'Disinformation' Tyranny Brooks No Debate

Rich Trzupek05 May, 2022 4 Min Read
Meet the new boss, same as the old boss.

To give credit where credit is due, the recent announcement from the White House establishing the “Disinformation Governance Board” as part of the Department of Homeland Security did not actually utilize the terms “Goodthink” or “Ministry of Propaganda.” References to Goebbels appear to have been minimized as well.

It is clear that no one can possibly define what is purported to be potentially harmful “disinformation” unless one has the God-like ability to determine what qualifies as unquestionably truthful information and that this information is being used to reach unquestionably accurate conclusions.

That distinction is vital. Any collection of true propositions can be used to defend a flawed conclusion. It is true, for example, that a ball placed on a sloped surface will roll toward the bottom of the slope. It is true that the floor of most everyone’s home is not a sloped surface. It is true that a ball placed on the floor of most everyone’s home will remain in place. One can put those three truths together and conclude that planet earth is flat, not a sphere.

Looks pretty flat to me.

There are indeed people who sincerely believe that planet earth is flat and they use selected facts in a selective manner to buttress their argument. In a free society they are not only able to do so, they should be encouraged to do so. If the folks in power ban any discussion of a flat earth, more than one person is going to wonder why. If this idea is as ludicrous and unscientific as is claimed, why can not any person be allowed to examine the idea and bear witness to its ludicrousness? When a censor insists that something must be covered, it only increases one’s curiosity to discover what's under the cover.

It seems certain that former President Barack Obama has much more to do with this attack on free speech than the current occupant of the White House. President Biden appears as unlikely to create a board whose name includes a five-syllable word as he is to successfully pronounce it.

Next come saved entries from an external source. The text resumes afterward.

PR #3995, opened 2026-06-08
feat(be,fe): generic stale-while-revalidate single-flight cache

sea-snake:
PR #3987 introduced a cold/pending/warm cache with single-flight dedup inside the DoH layer. That pattern is useful beyond DoH (the OpenID/SSO work needs the same fetch-cache shape), so this extracts it into a reusable `single_flight_cache` module for IC canister code and upgrades it to stale-while-revalidate. Design: SSO readiness doc §5.2.2.

## Changes
- New `single_flight_cache` module. **Poll model, not callbacks**: `get(cache, key)` returns `Cached::Ready(v)` or `Cached::Pending` immediately and never blocks on — or wakes — another call (the IC can't suspend one call on another's task without mis-routing its reply). The detached fill's only job is fetch-and-store; whoever needs the value re-issues `get` (the recovery status poll already does this), reading it once `Ready`.
  - **Single-flight dedup** is the in-flight marker alone: concurrent `get`s for a key see the in-flight fill and return `Pending` (no second fan-out). A per-attempt `fill_id` + `abandon_fill_after` recovers a fill whose task trapped after its outcall.
  - **Stale-while-revalidate / stale-if-error**, **exponential-backoff** on failure (reset on success, bounded by the entry lifetime), **LRU eviction** over `max_entries`.
  - **Required `CacheConfig`** (no `Default`, non-optional `backoff`): the cache fronts the subnet's shared, bounded HTTPS-outcall capacity, so every abuse/availability knob is stated explicitly. The waiter-queue knobs (`max_waiters`) and the `CacheFillError` surface are gone — there are no waiters to bound, and the cache never surfaces an error (a transient fill failure reads as `Pending` until backoff clears or the value lands).
  - **Observability**: a read-only `CacheStats` snapshot (live entries by category — fresh / valued / backing-off — plus in-flight count, the cap, and a running inconsistency total) exposed via `stats()`, and wired into the canister `/metrics` endpoint as `internet_identity_doh_cache_*` gauges. Every "can't happen on a correct cache" branch print-logs an `ERROR` and bumps `internet_identity_doh_cache_inconsistencies` (always 0 in healthy operation). The LRU access clock renumbers on `u64` overflow rather than wrapping.
- DoH (`doh/cache.rs`, `doh/mod.rs`): `fetch_txt -> Result<Cached<DohRecord>, DohError>`. A definitive `NoAnswer` is a cached answer (`Ready(NoAnswer)`), never a failure; `DohError::{Throttled, QueueFull}` are removed.
- Email recovery: both DoH-resolution paths now build the same `PartialVerification` at email-arrival (`smtp_request`) and finish through one idempotent, **polled** `email_recovery_resolve_via_doh` (renamed from `email_recovery_submit_dkim_leaf_via_doh`) that reads the DoH cache and verifies off the partial once `Ready`. The pure-DoH (Gmail) path joins this shape, collapsing the inline DoH-completion machinery into a shared `VerifyMaterial` + `resolve_dkim_and_dmarc`. Status `Verifying -> ResolvingDoh`.
- Frontend: the recovery poll loop drives `resolve_via_doh` on each tick while `ResolvingDoh` (pure-DoH and DNSSEC->DoH fallback). A thrown error is handled — canister `Err` is terminal, transport failure surfaces a retryable failure — never silently re-polled. Drops the `queue_full`/`throttled` analytics sub-reasons; regenerates the candid bindings.

## Tests
- Cache unit tests for the poll state machine: fresh/stale/dead, dedup (`Pending` while in flight), stale-if-error serves last-good, cold-failure backoff then retry, backoff growth + reset, LRU, abandonment takeover. Added: backoff overflow saturation, `max_entries` clamp to ≥1, global sweep of all expired entries, `stale_for = 0` (stale-serving disabled), abandoned-fill takeover exercised through the public `get()`, LRU-clock overflow renumbering, and self-healing of a broken size bound.
- DoH unit tests updated for `Cached` (`NoAnswer` as a `Ready` value; transient failure reads as `Pending`, debounced). The TTL-expiry tests now assert the stale-while-revalidate contract (the stale value is served immediately with no synchronous fan-out, then exactly one background re-fetch picks up the rotated record), plus a stale-if-error test (a cached record survives a transient quorum failure and the refresh is debounced).
- DoH integration tests re-orchestrated for the poll model (answer provider outcalls by query name across polls; dedup invariant asserted). Added: `email_recovery_resolve_via_doh` is a silent no-op once the entry is terminal, binding the credential exactly once across repeated polls.
- Frontend: first unit tests for the shared email-recovery poll loop (`poll.ts`) — every status variant routed (`Pending` / `ResolvingDoh` / `NeedDkimLeaf` / `Failed` / `Expired` / success), both DoH paths (direct and the DNSSEC→DoH fallback), the submit-once guard, and canister-`Err` vs. transport-error handling on both the submit and resolve paths, plus poll-error ride-out vs. give-up-after-`MAX_CONSECUTIVE_POLL_ERRORS`.
- 560 bin unit tests + 23 email-recovery integration tests pass under PocketIC; candid compatibility + `cargo clippy --tests -D warnings` clean; frontend format + lint + svelte-check + 17 new `poll.ts` tests clean.


src/internet_identity/src/single_flight_cache.rs
```diff
@@ -0,0 +1,427 @@
...
+        }
+        if let Some(inflight) = self.in_flight.get(key) {
+            let age = now_secs.saturating_sub(inflight.started_at_secs);
+            if age < self.pending_stale_after_secs {
+                return CacheState::Pending;
+            }
+            // Stale: the owner likely died before publishing. Fall through
+            // and take the fill over — the insert below overwrites the
+            // abandoned marker with a fresh `fill_id`, so the old owner's
+            // late `publish` becomes a no-op.
```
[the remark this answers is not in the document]
sea-snake: Addressed — the `publish` doc now states the precise guarantee ("a superseded fill can't clobber fresher state") and notes it still sweeps expired entries. (The PR has also grown since the overview above: stale-while-revalidate + stale-if-error, an LRU `max_entries` cap, exponential-backoff retry, and a `DohRecord { Txt | NoAnswer }` value so a definitive `NoAnswer` is cached rather than debounced.)

src/canister_tests/src/api/internet_identity.rs
```diff
@@ -641,10 +641,7 @@ pub fn email_recovery_submit_dkim_leaf(
     env: &PocketIc,
     canister_id: CanisterId,
     arg: types::email_recovery::EmailRecoverySubmitDkimLeafArg,
-) -> Result<
-    Result<types::email_recovery::EmailRecoveryStatus, types::email_recovery::EmailRecoveryError>,
-    RejectResponse,
-> {
+) -> Result<Result<(), types::email_recovery::EmailRecoveryError>, RejectResponse> {
```
aterga, line 644: Result of result is an anti-pattern. 

NCR as we had it already.

src/internet_identity/src/single_flight_cache.rs
```diff
@@ -0,0 +1,905 @@
...
+                self.touch(key);
+                return Lookup::Ready(v.clone());
+            }
+        }
+        // A fill is in flight (cold, or a refill spawned by an earlier get), or
+        // a recent fill failed and we're backing off. Either way we don't start
+        // a fill here; serve the last-good value if we have one — stale-while-
+        // revalidate while the refill runs, stale-if-error during backoff —
+        // otherwise poll again (a cold fill has nothing to serve yet).
+        if inflight_fresh || is_throttled {
```
aterga, line 274: For my understanding: If `inflight_fresh` is true, how could we not have an entry? 

Maybe (due to the check on https://github.com/dfinity/internet-identity/pull/3995/changes#diff-fcee1fd6fb9e2c555f0d1e4ce54ec12ed5d42c7b296ccd7071ac0d0ec9c063f6R219) this condition could be simplified as

```suggestion
        if is_throttled {
```

src/internet_identity/src/single_flight_cache.rs
```diff
@@ -0,0 +1,905 @@
...
+    fn touch(&mut self, key: &K) {
+        self.access_clock = self.access_clock.wrapping_add(1);
+        let stamp = self.access_clock;
+        if let Some(e) = self.entries.get_mut(key) {
+            e.lru_stamp = stamp;
+        }
+    }
+
+    fn upsert(&mut self, key: &K, mut entry: Entry<V>) {
+        self.access_clock = self.access_clock.wrapping_add(1);
```
aterga: So in the unlikely event that we get the access clock wrapped (for simplicity, let's assume we use 8-bit integers instead of 64-bit), we'd have the following cache configuration (assume the cache can hold 4 entries: a, b, c, d):

* a.lru_stamp = 252
* b.lru_stamp = 253
* c.lru_stamp = 254
* d.lru_stamp = 255

then we want to upsert an entry `e`:

lru_stamp = 255.wrapping_add(1) = 0

and after `self.evict_lru()` we get the same cache contents again:

* a: lru_stamp = 252
* b: lru_stamp = 253
* c: lru_stamp = 254
* d: lru_stamp = 255

because the victim is defined by the min lru_stamp value, which would be `e`, which is supposed to survive the upsert. 

To solve this problem, we should detect overflows (checked_add(1)) and shift left all the lru_stamp values of all the cache elements to end up with, e.g., 

* e: lru_stamp = 0
* a: lru_stamp = 1
* b: lru_stamp = 2
* c: lru_stamp = 3

so in this example, `d` would be evicted, not `e`.

src/internet_identity/src/single_flight_cache.rs
```diff
@@ -0,0 +1,905 @@
...
+        }
+    }
+}
+
+impl<K: Eq + Hash + Clone, V: Clone, E> SingleFlightCache<K, V, E> {
+    /// Classify an incoming request for `key`, claiming the in-flight marker
+    /// for a `StartFill`. Drops a fully-dead entry first.
+    fn lookup(&mut self, key: &K, now: u64) -> Lookup<V> {
+        if self.entries.get(key).is_some_and(|e| !e.is_alive(now)) {
+            self.entries.remove(key);
```
aterga: Here we could call `sweep_expired` to sweep all expired entries, not just the current one.

src/internet_identity/src/single_flight_cache.rs
```diff
@@ -0,0 +1,905 @@
...
+            self.entries.remove(&victim);
+        }
+    }
+
+    fn sweep_expired(&mut self, now: u64) {
+        self.entries.retain(|_, e| e.is_alive(now));
+    }
+
+    #[cfg(test)]
+    fn servable_value(&self, key: &K, now: u64) -> Option<V> {
```
aterga: Why do we need a test-only function like this? Unit tests have access to private fields of types in the same module, right?

src/internet_identity/src/single_flight_cache.rs
```diff
@@ -0,0 +1,905 @@
...
+) where
+    K: Eq + Hash + Clone + 'static,
+    V: Clone + 'static,
+    E: 'static,
+{
+    let fill_fut = cache.with(|c| (c.borrow().fill)(key.clone()));
+    detach(async move {
+        let result = fill_fut.await;
+        let now = now();
+        cache.with(|c| c.borrow_mut().complete_fill(&key, token, result, now));
```
aterga:
```suggestion
        cache.with_borrow_mut(|c| c.complete_fill(&key, token, result, now));
```

src/internet_identity/src/single_flight_cache.rs
sea-snake: Since inflight is tracked separately, an entry could be evicted while the refresh is inflight.

src/internet_identity/src/single_flight_cache.rs
```diff
@@ -0,0 +1,905 @@
...
+        let stamp = self.access_clock;
+        if let Some(e) = self.entries.get_mut(key) {
+            e.lru_stamp = stamp;
+        }
+    }
+
+    fn upsert(&mut self, key: &K, mut entry: Entry<V>) {
+        self.access_clock = self.access_clock.wrapping_add(1);
+        entry.lru_stamp = self.access_clock;
+        if !self.entries.contains_key(key) && self.entries.len() >= self.max_entries {
```
aterga, line 428: The canister should log if it observes `self.entries.len() > self.max_entries` since that would constitute a bug in the cache implementation, I think.

src/internet_identity/src/single_flight_cache.rs
```diff
@@ -0,0 +1,905 @@
...
+impl<K, V, E> SingleFlightCache<K, V, E> {
+    /// Build a cache with its shared async `fill` — run once per cold/stale
+    /// key under single-flight dedup — and its [`CacheConfig`]. Every policy
+    /// knob is required; see `CacheConfig` for why there are no defaults.
+    pub fn new<Fut>(fill: impl Fn(K) -> Fut + 'static, config: CacheConfig) -> Self
+    where
+        Fut: Future<Output = Result<V, E>> + 'static,
+    {
+        Self {
+            entries: HashMap::new(),
```
aterga: If we store entries in a BTreeMap, we'd be able to evict more efficiently at ~O(1), but lookups would be slightly slower at ~O(log(N)). 

I would opt for a BTreeMap here as they are also deterministic.

aterga (approved):
I'm okay merging this if you
1. additionally address the concerns pointed out in the code (do we have a bug in upsert at integer overflows?)
2. add more observability, in particular, all representable code paths that constitute internal inconsistency (e.g., cache size goes out of bounds) should be print-logged, and the cache state should be fully visible to the outside world (either via metrics or a dedicated query function(s))

src/canister_tests/src/api/internet_identity.rs
sea-snake: Yep — kept as-is to match every neighbouring helper in this file (`submit_dkim_leaf`, `prepare_delegation`, …): outer `Result` is the transport-level reject, inner is the candid-level error.

src/internet_identity/src/single_flight_cache.rs
sea-snake: Dug into this a bit more: the simplification would also break single-flight dedup during stale-while-revalidate, independent of the eviction case above. While a refill is in flight over a stale entry, `is_throttled` is false (`retry_at = fresh_until` after a success, and the entry is past that), so `inflight_fresh` is the only thing standing between a concurrent `get` and a second `StartFill` — i.e. a duplicate five-provider fan-out for the same key.

Verified empirically: with `if is_throttled {`, `refreshing_stale_serves_stale_to_concurrent_get` fails (the concurrent lookup claims a second fill instead of being served the stale value) and `stale_refresh_polls_through_to_fresh` counts 3 fills instead of 2.

src/internet_identity/src/single_flight_cache.rs
sea-snake: Good catch — fixed in f134864. `access_clock` now advances with `checked_add`; on overflow every entry's stamp is renumbered to its recency rank (order-preserving) and the clock restarts with full headroom, so a wrapped clock can never mark the newest entry least-recently-used. Covered by `lru_clock_overflow_renumbers_preserving_recency`.

src/internet_identity/src/single_flight_cache.rs
sea-snake: Done in f134864 — `lookup` now opens with `sweep_expired(now)`, which subsumes the single-key removal it replaced.

src/internet_identity/src/single_flight_cache.rs
sea-snake: Right — removed in f134864; the one test that used it reads the private fields directly like the others.

src/internet_identity/src/single_flight_cache.rs
sea-snake: Done in f134864, and converted the other call sites (`get`, `spawn_fill`, the test reset) to `with_borrow`/`with_borrow_mut` for consistency.

src/internet_identity/src/single_flight_cache.rs
sea-snake: Added in f134864, following the canister's `ic_cdk::println!("ERROR: …")` convention used in storage.rs/event_stats.rs. `upsert` also evicts in a loop now, so an over-cap state self-heals down to the bound instead of persisting. Test: `upsert_restores_a_broken_size_bound`.

src/internet_identity/src/single_flight_cache.rs
sea-snake: Switched in f134864 (`K: Ord` instead of `Eq + Hash`) — agreed on determinism: with tied `lru_stamp`s the eviction victim shouldn't depend on hash order. One note on the perf expectation: eviction stays O(n) — a `BTreeMap` keyed by `K` still needs a min-by-`lru_stamp` scan to find the LRU victim; O(1) eviction would need a secondary index ordered by stamp, which doesn't seem worth the bookkeeping at ≤256 entries.

sea-snake:
Addressed the second round (262ca8c):

**Integer overflow in `upsert` — no bug.** Audited the arithmetic: `next_stamp` advances the LRU clock with `checked_add` and, on overflow, renumbers every entry to its recency rank (order-preserving) before continuing — so a wrapped clock can never mark the newest entry least-recently-used. The size-bound logic is `usize` length comparisons with no arithmetic. Locked it down with `upsert_drives_overflow_renumber_and_eviction_together`, which forces the clock to `u64::MAX` so a single insert triggers both the renumber and an eviction, and asserts the just-inserted entry survives while the true LRU is evicted.

**Inconsistency logging.** Every "cannot happen on a correct cache" branch now routes through a `note_inconsistency` helper that print-logs `ERROR: single-flight cache invariant violated: …` and bumps a running counter. Covered branches: size-over-cap in `upsert`, `evict_lru` finding nothing to evict, and the `touch` / `next_stamp` "entry vanished" lookups.

**External visibility.** Added a read-only `CacheStats` snapshot (live entries split into fresh / valued / backing-off, plus in-flight count, the configured cap, and the running inconsistency total) via a `stats()` function mirroring `get()`. Wired into the canister `/metrics` endpoint as `internet_identity_doh_cache_*` gauges, so both the cache state and any invariant violation are observable from outside the canister, not just in the logs — including `internet_identity_doh_cache_inconsistencies`, which should always read 0.

Tests: 3 new cache unit tests + inconsistency-counter assertions, and the DoH cache gauges added to the metrics integration test. 560 unit + 23 email-recovery integration tests pass under PocketIC 9.0.3; clippy clean; fmt applied.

As part of a speech at Stanford University on April 21, Obama applauded social media platforms for their attempts at censorship. But, he concluded that those platforms do not and can not handle the important work of suppressing opinion by themselves. He claimed that while “…content moderation can limit the distribution of clearly dangerous content, it doesn't go far enough.” Six days later, the Biden administration rolled out the new Ministry of Propaganda. Coincidence? I think not.

Three words stand out in the former president’s statement: “clearly dangerous content.” There is certainly content on the interwebs that is “clearly dangerous” to general acceptance of outdated and fanciful ideas promulgated by the former Organizer in Chief and his party. There are certainly people who are “clearly dangerous” to the continued success of people who want to divide Americans based on appearance and identity and people who want to turn gender into an amorphous idea rather than a biological fact.

I suppose I myself must be “clearly dangerous” because I don’t believe that climate change is wholly man-made, that we can and should attempt to manipulate the climate, and that the economic and human cost of most of the schemes proposed to limit future use of fossil fuels is far too high a price to pay. One can and should accept the facts that carbon dioxide acts as a greenhouse gas, that mankind is responsible for increasing carbon dioxide concentrations in the atmosphere since the beginning of the industrialized era and that mean global temperatures, which have fluctuated throughout the industrial era, seem to have risen slightly in recent years. None of those facts, which I agree with and with which I am professionally qualified to evaluate, leads me to the conclusion that climate change is entirely man-made and necessarily catastrophic.

On the other hand, maybe it can.

Does my interpretation of those commonly accepted facts make me dangerous in Barack Obama’s eyes? Do similar interpretations by scientists like Roy Spencer and Judith Curry make them dangerous to Forty-Four? I suspect he thinks so.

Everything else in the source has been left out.